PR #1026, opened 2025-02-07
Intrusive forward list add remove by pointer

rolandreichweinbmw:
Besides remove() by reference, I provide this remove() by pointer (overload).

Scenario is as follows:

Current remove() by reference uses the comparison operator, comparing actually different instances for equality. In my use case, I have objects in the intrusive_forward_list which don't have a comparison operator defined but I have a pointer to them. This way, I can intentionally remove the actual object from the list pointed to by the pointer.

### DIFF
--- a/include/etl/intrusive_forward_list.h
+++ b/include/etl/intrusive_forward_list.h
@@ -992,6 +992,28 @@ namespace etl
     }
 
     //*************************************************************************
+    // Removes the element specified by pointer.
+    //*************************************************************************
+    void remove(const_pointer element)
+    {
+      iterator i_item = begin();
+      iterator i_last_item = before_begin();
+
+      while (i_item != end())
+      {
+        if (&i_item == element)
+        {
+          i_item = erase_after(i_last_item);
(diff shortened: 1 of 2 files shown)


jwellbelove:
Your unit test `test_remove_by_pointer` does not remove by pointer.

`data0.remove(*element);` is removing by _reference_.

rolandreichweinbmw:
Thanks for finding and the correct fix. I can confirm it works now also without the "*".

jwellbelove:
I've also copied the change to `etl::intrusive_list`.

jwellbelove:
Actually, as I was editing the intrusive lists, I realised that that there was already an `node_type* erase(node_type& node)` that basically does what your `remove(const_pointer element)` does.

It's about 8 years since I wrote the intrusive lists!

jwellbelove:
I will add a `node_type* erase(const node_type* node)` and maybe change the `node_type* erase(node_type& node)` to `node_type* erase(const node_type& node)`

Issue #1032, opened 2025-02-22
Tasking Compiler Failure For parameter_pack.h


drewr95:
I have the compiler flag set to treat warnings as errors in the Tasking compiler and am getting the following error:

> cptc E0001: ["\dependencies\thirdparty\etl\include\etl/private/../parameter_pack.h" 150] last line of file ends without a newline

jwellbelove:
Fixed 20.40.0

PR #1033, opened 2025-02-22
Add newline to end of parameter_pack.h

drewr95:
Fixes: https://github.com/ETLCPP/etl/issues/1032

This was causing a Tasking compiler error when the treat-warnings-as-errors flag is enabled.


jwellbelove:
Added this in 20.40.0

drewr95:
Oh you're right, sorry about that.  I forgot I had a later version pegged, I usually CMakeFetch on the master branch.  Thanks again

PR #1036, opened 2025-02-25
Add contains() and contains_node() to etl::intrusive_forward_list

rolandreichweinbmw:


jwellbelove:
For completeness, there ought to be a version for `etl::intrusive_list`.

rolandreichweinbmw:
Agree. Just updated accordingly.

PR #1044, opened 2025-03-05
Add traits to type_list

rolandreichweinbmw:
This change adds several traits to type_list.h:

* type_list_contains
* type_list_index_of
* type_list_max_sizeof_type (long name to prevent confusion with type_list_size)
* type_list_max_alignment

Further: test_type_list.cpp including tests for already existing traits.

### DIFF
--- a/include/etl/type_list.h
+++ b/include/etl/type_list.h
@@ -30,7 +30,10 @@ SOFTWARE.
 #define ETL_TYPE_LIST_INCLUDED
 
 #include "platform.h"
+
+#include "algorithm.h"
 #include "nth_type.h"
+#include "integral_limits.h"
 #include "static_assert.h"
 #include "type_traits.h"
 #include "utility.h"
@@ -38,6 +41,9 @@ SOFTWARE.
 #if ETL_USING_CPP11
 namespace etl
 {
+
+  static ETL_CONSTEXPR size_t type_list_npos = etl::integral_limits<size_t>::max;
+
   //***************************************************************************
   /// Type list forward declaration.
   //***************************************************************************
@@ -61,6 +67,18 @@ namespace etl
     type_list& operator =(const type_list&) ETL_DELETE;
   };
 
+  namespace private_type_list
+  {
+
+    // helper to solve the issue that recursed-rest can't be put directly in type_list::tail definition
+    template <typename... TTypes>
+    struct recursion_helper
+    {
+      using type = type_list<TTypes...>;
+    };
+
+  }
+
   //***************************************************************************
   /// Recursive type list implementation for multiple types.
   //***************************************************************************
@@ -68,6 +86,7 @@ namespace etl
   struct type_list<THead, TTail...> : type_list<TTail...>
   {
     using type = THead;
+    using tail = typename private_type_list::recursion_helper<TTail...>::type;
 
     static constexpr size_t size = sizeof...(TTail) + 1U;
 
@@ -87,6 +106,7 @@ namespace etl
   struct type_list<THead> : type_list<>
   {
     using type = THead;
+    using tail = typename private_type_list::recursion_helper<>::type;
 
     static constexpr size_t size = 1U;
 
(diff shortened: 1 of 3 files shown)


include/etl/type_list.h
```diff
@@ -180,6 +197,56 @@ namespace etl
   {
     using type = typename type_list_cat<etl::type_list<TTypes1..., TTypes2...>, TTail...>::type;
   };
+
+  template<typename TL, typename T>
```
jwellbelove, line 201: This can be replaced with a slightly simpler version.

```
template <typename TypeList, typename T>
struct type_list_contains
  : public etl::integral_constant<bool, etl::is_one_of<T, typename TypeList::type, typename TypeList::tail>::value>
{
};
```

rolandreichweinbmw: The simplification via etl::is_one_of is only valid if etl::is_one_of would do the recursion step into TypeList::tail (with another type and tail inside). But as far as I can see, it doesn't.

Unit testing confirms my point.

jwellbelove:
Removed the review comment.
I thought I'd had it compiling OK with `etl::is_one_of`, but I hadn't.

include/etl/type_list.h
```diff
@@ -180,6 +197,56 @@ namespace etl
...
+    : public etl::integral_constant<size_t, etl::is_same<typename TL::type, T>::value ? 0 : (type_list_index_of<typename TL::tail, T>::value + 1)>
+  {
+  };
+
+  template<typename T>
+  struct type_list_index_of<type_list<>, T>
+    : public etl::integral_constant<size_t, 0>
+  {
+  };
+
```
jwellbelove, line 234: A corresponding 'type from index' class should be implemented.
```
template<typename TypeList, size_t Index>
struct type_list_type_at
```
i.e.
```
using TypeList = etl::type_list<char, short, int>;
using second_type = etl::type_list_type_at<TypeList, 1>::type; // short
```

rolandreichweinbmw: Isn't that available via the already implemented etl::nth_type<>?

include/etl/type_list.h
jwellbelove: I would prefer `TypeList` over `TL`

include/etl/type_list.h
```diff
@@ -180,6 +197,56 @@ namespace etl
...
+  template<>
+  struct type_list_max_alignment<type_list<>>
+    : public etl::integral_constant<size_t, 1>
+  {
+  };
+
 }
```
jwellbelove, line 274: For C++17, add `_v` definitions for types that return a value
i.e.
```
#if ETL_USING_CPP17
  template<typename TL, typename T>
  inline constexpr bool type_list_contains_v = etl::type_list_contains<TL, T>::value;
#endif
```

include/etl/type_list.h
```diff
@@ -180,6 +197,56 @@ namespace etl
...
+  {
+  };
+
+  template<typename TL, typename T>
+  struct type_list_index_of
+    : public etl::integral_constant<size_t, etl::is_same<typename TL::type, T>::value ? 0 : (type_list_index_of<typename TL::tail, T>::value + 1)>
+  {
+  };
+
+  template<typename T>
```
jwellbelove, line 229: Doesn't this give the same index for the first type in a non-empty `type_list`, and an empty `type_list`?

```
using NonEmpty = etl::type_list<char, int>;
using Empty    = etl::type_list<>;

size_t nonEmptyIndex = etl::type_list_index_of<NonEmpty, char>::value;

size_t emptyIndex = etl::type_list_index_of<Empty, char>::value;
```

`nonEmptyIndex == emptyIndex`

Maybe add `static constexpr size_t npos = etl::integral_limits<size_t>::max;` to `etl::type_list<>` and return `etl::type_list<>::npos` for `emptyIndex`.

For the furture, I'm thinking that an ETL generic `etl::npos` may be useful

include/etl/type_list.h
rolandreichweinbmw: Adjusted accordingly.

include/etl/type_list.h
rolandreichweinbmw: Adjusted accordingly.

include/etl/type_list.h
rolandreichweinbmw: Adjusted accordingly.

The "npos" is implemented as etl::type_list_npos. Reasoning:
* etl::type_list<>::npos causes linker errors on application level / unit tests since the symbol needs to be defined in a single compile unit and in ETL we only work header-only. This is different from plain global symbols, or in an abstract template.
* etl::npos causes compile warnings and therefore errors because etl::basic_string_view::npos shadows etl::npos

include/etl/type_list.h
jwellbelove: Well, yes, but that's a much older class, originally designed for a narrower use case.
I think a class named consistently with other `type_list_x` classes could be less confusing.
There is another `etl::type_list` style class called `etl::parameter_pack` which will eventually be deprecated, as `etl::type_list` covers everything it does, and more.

******************************

Figure out the number of lines above in which the string "newline" appears. Only the number should be given.

__RESPONSE TO THIS EXERCISE__. 2